• [Exercise aim]
Could you set down the lines below, from the one containing "Test for RestApiClaimProvider" through the final line, exactly as written?

+++ Dataset content

PR #959, opened 2021-12-16
Test for RestApiClaimProvider

twobeeb:
This test should fail on dev branch


twobeeb:
I disabled KafkaWrapperFilter for the scope of this test as it conflicts with this mocked service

++++++

• [Task output]
Test for RestApiClaimProvider

twobeeb:
This test should fail on dev branch


twobeeb:
I disabled KafkaWrapperFilter for the scope of this test as it conflicts with this mocked service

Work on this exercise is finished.